Data for processing ::
PR #168, opened 2026-08-14
feat(fleet): add resilient multi-machine client foundation

giuliastro:
Superseded by #172, which consolidates the Fleet client foundation with the task-first workflow and the integration fixes discovered during Android testing.

Closing this stacked PR to leave a single review path. Nothing from this PR should be merged independently.

### DIFF
--- a/web/src/fleetClient.ts
+++ b/web/src/fleetClient.ts
@@ -7,8 +7,11 @@ export async function loadFleet(profiles: SavedServerProfile[]): Promise<FleetMa
   return discoverFleet(profiles, async (config) => {
     const machine = await discoverMachine(config)
     if (!machine) throw new Error("Harness machine daemon is unavailable")
-    const projects = await taskClient.listProjects(config)
-    return { machine, projects }
+    const [projects, tasks] = await Promise.all([
+      taskClient.listProjects(config),
+      taskClient.listTasks(config)
+    ])
+    return { machine, projects, tasks }
   })
 }
 
--- a/web/src/fleetClient.ts
+++ b/web/src/fleetClient.ts
@@ -1,0 +1,37 @@
+import { discoverMachine } from "./machineClient"
+import { discoverFleet, type FleetMachine } from "./fleetModel"
+import type { SavedServerProfile } from "./serverProfiles"
+import { taskClient, type MachineTask } from "./taskClient"
+
+export async function loadFleet(profiles: SavedServerProfile[]): Promise<FleetMachine[]> {
+  return discoverFleet(profiles, async (config) => {
+    const machine = await discoverMachine(config)
+    if (!machine) throw new Error("Harness machine daemon is unavailable")
+    const projects = await taskClient.listProjects(config)
+    return { machine, projects }
+  })
+}
+
+export async function launchFleetTask(machine: FleetMachine, input: {
+  projectId: string
+  agentId: string
+  prompt: string
+  isolated?: boolean
+}): Promise<MachineTask> {
+  if (machine.state !== "online" || !machine.machine) throw new Error("The selected machine is unreachable")
+  if (!machine.agents.some((agent) => agent.id === input.agentId && (agent.state === "available" || agent.state === "configured"))) {
+    throw new Error(`Agent ${input.agentId} is unavailable on ${machine.machine.name}`)
+  }
+  const project = machine.projects.find((candidate) => candidate.id === input.projectId)
+  if (!project) throw new Error(`Unknown project on ${machine.machine.name}`)
+
+  let task = await taskClient.createTask(machine.config, {
+    projectId: input.projectId,
+    agentId: input.agentId,
+    prompt: input.prompt
+  })
+  if (input.isolated !== false && project.kind === "git") {
+    task = await taskClient.prepareWorktree(machine.config, task.id)
+  }
+  return taskClient.launch(machine.config, task.id)
+}
--- a/web/src/fleetModel.ts
+++ b/web/src/fleetModel.ts
@@ -1,0 +1,86 @@
+import type { SavedServerProfile } from "./serverProfiles"
+import type { MachineSnapshot, ServerConfig } from "./types"
+import type { MachineProject } from "./taskClient"
+
+export type FleetMachine = {
+  key: string
+  profileIds: string[]
+  profileNames: string[]
+  config: ServerConfig
+  state: "online" | "unreachable"
+  machine: MachineSnapshot["machine"] | null
+  agents: MachineSnapshot["agents"]
+  projects: MachineProject[]
+  error?: string
+}
+
+export type FleetObservation = {
+  machine: MachineSnapshot
+  projects: MachineProject[]
+}
+
+export type FleetDiscover = (config: ServerConfig) => Promise<FleetObservation>
+
+/**
+ * Profiles for different agents on the same daemon share one machine endpoint. Fleet discovery must
+ * contact that endpoint once, not turn five saved agent profiles into five fake machines.
+ */
+export function machineEndpointKey(config: ServerConfig): string {
+  const raw = config.host.trim().replace(/\/+$/, "")
+  const normalized = /^https?:\/\//i.test(raw) ? raw.toLowerCase() : `http://${raw.toLowerCase()}`
+  return `${normalized}:${config.port}`
+}
+
+export function groupProfilesByMachineEndpoint(profiles: SavedServerProfile[]): Map<string, SavedServerProfile[]> {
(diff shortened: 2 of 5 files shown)


web/src/fleetModel.ts
```diff
@@ -0,0 +1,115 @@
...
+        config: profile.config,
+        state: "online",
+        machine: observation.machine.machine,
+        agents: observation.machine.agents,
+        projects: observation.projects,
+        tasks: observation.tasks.map((task) => ({ ...task, fleetId: fleetTaskID(machineID, task.id) }))
+      }
+    } catch (cause) {
+      return {
+        key: endpoint,
```
giuliastro, line 95: `key` carries two different identities depending on which branch produced the row, and neither is used for the deduplication the module exists to do.

**Duplicate machines survive.** Grouping happens on `machineEndpointKey`, a normalized `host:port` string. Two profiles reaching the same daemon by different names — `localhost:4097` and `192.168.1.64:4097`, or a `.local` hostname and its IP — normalize to two distinct strings, so they form two groups, so `discoverFleet` contacts the daemon twice and returns two `FleetMachine` rows. Both then set `key: machineID` (line 83) and both carry the same one, so the result is two rows with the same key and the same agents, projects and tasks.

That combination — one daemon appearing as two machines, with a duplicated React key — is the exact failure the header comment says this module prevents, only one level up from where the guard was placed. And it is not hypothetical: a laptop reachable as `localhost` from itself and by LAN address from a phone is the normal setup for this project.

The daemon publishes a stable machine identity precisely so this is solvable. Endpoint grouping is a good cheap pre-pass — keep it — but the authoritative pass has to be after discovery: fold rows that resolve to the same `machine.id`, union their `profileIds`/`profileNames`, and keep one config (preferring the one that answered).

**Identity is not stable across reachability.** An online row is keyed by `machineID`, an unreachable one by `endpoint` (line 95). So when a machine drops, its key changes, and any list keyed on it unmounts the row and mounts a new one — selection, expansion and scroll position are lost at the exact moment the user is looking at the machine that just went offline. It also means the offline row cannot be matched back to the online row it replaced.

Endpoint is the only identity available before a successful discovery, so it should be the *stable* one: key every row by endpoint, and carry `machineId` as a separate field that is `null` until known. Then the row is continuous across reachability changes and machine identity is what you fold duplicates on, which is what it is for.

Neither case is covered by `fleet-model.test.mjs` today — the four `discoverFleet` tests each use one endpoint per machine. Two profiles with different hosts resolving to the same `machine.id`, and one machine flipping online → unreachable across two calls, would pin both.

---

web/src/fleetModel.ts
```diff
@@ -0,0 +1,115 @@
...
+  let lastError: unknown
+  for (const profile of machineProfiles) {
+    try {
+      return { profile, observation: await discover(profile.config) }
+    } catch (cause) {
+      lastError = cause
+    }
+  }
+  throw lastError ?? new Error("No usable profile is configured for this machine")
+}
```
giuliastro, line 67: The fallback works, but it reports the wrong failure.

Profiles are tried in stored order and `lastError` wins, so the message that reaches the user is whatever the *final* profile said — not necessarily the informative one. Concretely: profile A holds stale credentials (`HTTP 401: the server rejected these credentials`) and profile B has a typo in the host (`Cannot reach workstaton.local:4097`). The machine is reported unreachable because of the typo, and the credential problem — the one the user can actually fix, and the reason the fallback engaged at all — is discarded.

Two small changes make the behaviour match the intent stated in the comment above `discoverFleet`:

- collect all failures, not just the last, and surface the most actionable one — a 401 tells you more than a connect failure, since it proves something is listening;
- name the profile in the error, because with several profiles per endpoint "this machine is unreachable" does not tell you which saved credential to go fix.

Worth handling now rather than after the Fleet UI exists: once a row just says "unreachable", the reason is the only thing standing between the user and a working machine, and it will be read on a phone with no console to check.

---

web/src/fleetClient.ts
```diff
@@ -0,0 +1,40 @@
...
+    if (!machine) throw new Error("Harness machine daemon is unavailable")
+    const [projects, tasks] = await Promise.all([
+      taskClient.listProjects(config),
+      taskClient.listTasks(config)
+    ])
+    return { machine, projects, tasks }
+  })
+}
+
+export async function launchFleetTask(machine: FleetMachine, input: {
```
giuliastro, line 18: `launchFleetTask` and `TaskLaunchDialog.start()` are now two implementations of the same sequence, and this one is the better of the two.

The dialog (from #167) does: create → prepare worktree if `isolated && kind === "git"` → launch. This does the same, plus it verifies the agent is actually `available`/`configured` on the target machine and that the project exists there before creating anything — checks the dialog skips because it trusts the state it loaded at mount.

Two paths that must agree about worktree defaults, agent validity and ordering will drift; the giveaway is that they already disagree on the isolation default (`isolated !== false` here, `isolated` there — the same value, expressed as opposite defaults).

Since #167 is the parent branch, the cheap resolution is to land `launchFleetTask` as *the* launch function and have the dialog call it with a single-machine `FleetMachine`, rather than keeping the dialog's copy until the Fleet UI arrives. The dialog gains the two validity checks for free, and the pre-flight failures become "this agent is no longer available on that machine" instead of a raw daemon error after three round trips.

---

giuliastro (commented):
## Review of #168 — Multi-machine Fleet foundation

Stacked on #167; reviewed only what this branch adds on top (`fleetModel.ts`, `fleetClient.ts`, `fleet-model.test.mjs`, the `taskClient.listTasks` addition and the test-script change). My #167 comments are not repeated here.

**Verdict: the right model, and the isolation properties are correct. Two identity problems to settle before a UI is built on it — cheap now, expensive once rows are rendered and keyed.**

### What is right

- **Failure isolation is the property that matters and it holds.** `Promise.all` over groups where every group catches internally means one dead laptop yields one `unreachable` row and never rejects the fleet load. The test covers it. This is the thing that would have made a naive implementation useless on a real network, and it was got right first time.
- **Profile fallback within an endpoint** is a genuinely good idea I would not have thought to ask for: several agent profiles on one daemon, one with stale credentials, and the machine still comes up. It matches how profiles actually accumulate.
- **`fleetTaskID` encodes both halves**, so a machine id containing a separator cannot produce an ambiguous composite. Small thing, done correctly.
- **Sorting online-before-offline, then by name**, is the right default for a list whose purpose is "where can I put work".
- **`launchFleetTask` validates before it mutates** — agent availability and project membership are checked before a task row is created, so a stale UI cannot leave orphan draft tasks on the daemon.
- Deferring the Fleet UI was the correct call. This is a model with tests and no screen, which is exactly the reviewable unit.

### What to settle first

1. **Endpoint grouping does not deduplicate machines** (comment on `fleetModel.ts:83`). Two profiles reaching one daemon by different names — `localhost` and the LAN address, the ordinary case for a laptop plus a phone — produce two rows carrying the *same* `machineID` as `key`. One daemon, two machines, duplicate keys: the failure the module's own comment sets out to prevent, one level above where the guard sits.
2. **`key` means `machineID` when online and `endpoint` when not** (same comment). A machine going offline changes its identity, so its row is destroyed and recreated rather than updated. Endpoint is the identity that exists in both states; machine id is the identity you fold duplicates on. Swapping those two roles fixes both problems at once.
3. **The fallback reports the last error rather than the useful one** (comment on `fleetModel.ts:55`), which can hide a 401 behind an unrelated connect failure.
4. **Two launch paths now exist** (comment on `fleetClient.ts:18`), already disagreeing on how the isolation default is expressed.

### On sequencing

Stopping before the Fleet UI, and before arbitrary test execution and PR creation, was the right place to stop — and the reason you gave for it is the correct one. Running tests and opening PRs on a user's behalf is not a UI problem, it is an execution-policy problem: what is allowed to run, with which credentials, with what confirmation, and what a phone-sized confirmation dialog can honestly convey about a command it is about to execute on a machine the user is not sitting at. That deserves its own designed slice, not an incremental commit.

One thing worth planning for while the model is still malleable: the fleet load fans out to every configured machine on every refresh, each doing a discovery plus two list calls. With three or four machines, one of them asleep, that is a slow screen governed by the slowest timeout. The model should probably expose per-machine loading state and let rows arrive independently rather than resolving one `Promise.all` — otherwise the fleet view is as slow as its worst machine, and the offline one is always the worst.

Note on the test script: `test:profiles` now chains `fleet-model.test.mjs` behind `&&`. It does run in CI, but a suite whose name gives no hint it exists is easy to lose. A `test:fleet` script added to the `pr-checks.yml` list would cost one line and stay findable.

Work task :: Take every line above that includes "behind" and list it.

Exercise result ::
3. **The fallback reports the last error rather than the useful one** (comment on `fleetModel.ts:55`), which can hide a 401 behind an unrelated connect failure.
Note on the test script: `test:profiles` now chains `fleet-model.test.mjs` behind `&&`. It does run in CI, but a suite whose name gives no hint it exists is easy to lose. A `test:fleet` script added to the `pr-checks.yml` list would cost one line and stay findable.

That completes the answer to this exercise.